*Task details*:
Write out every entry exactly as it stands.

*Materials provided*:
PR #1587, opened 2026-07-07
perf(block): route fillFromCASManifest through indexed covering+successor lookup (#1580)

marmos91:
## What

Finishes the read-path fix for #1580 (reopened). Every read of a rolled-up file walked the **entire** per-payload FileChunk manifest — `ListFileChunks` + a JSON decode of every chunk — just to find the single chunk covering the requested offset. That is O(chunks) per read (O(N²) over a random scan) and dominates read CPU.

*Solution for this exercise*:
PR #1587, opened 2026-07-07
perf(block): route fillFromCASManifest through indexed covering+successor lookup (#1580)

marmos91:
## What

Finishes the read-path fix for #1580 (reopened). Every read of a rolled-up file walked the **entire** per-payload FileChunk manifest — `ListFileChunks` + a JSON decode of every chunk — just to find the single chunk covering the requested offset. That is O(chunks) per read (O(N²) over a random scan) and dominates read CPU.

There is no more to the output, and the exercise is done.